PR #1002, opened 2022-05-13
feature: add pull commands using buildah #986

yyf1986:
[SKIP CI]seaols: 一句话简短描述该PR内容
feature: add pull commands using buildah #986

### DIFF
--- a/cmd/sealos/cmd/pull.go
+++ b/cmd/sealos/cmd/pull.go
@@ -15,6 +15,7 @@
 package cmd
 
 import (
+	"github.com/containers/buildah"
 	"github.com/labring/sealos/pkg/image"
 	"github.com/spf13/cobra"
 )
@@ -37,6 +38,9 @@ func newPullCmd() *cobra.Command {
 }
 
 func init() {
+	if buildah.InitReexec() {
+		return
+	}
 	pullCmd := newPullCmd()
 	rootCmd.AddCommand(pullCmd)
 }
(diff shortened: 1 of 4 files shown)


cmd/sealos/cmd/pull.go
```diff
@@ -37,6 +38,9 @@ func newPullCmd() *cobra.Command {
 }
 
 func init() {
+	if buildah.InitReexec() {
```
cuisongliu, line 41: buildah init  can move to servic interface new func

pkg/image/service.go
```diff
@@ -35,7 +36,15 @@ func NewRegistryService() (types.RegistryService, error) {
 	if err := checkBuildah(); err == nil {
 		return binary.NewRegistryService()
 	}
-	return nil, errors.New("buildah not found in system path")
+	err := buildahPolicySync()
```
cuisongliu, line 39: if sdk and binary need this func ,we can init it at New Service func .

cmd/sealos/cmd/pull.go
fanux: main func already has call this func?

pkg/image/buildah/registry/registry.go
```diff
@@ -0,0 +1,123 @@
+/*
+Copyright 2022 191557539@qq.com.
```
fanux, line 2: 191557539@qq.com -> sealos

cmd/sealos/cmd/pull.go
yyf1986: I fix it.this func already has call.

cuisongliu (approved):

☆ ☆ ☆

> What the exercise asks: The word is "call". Copy every line above where it appears.

> Answer to this exercise:
fanux: main func already has call this func?
yyf1986: I fix it.this func already has call.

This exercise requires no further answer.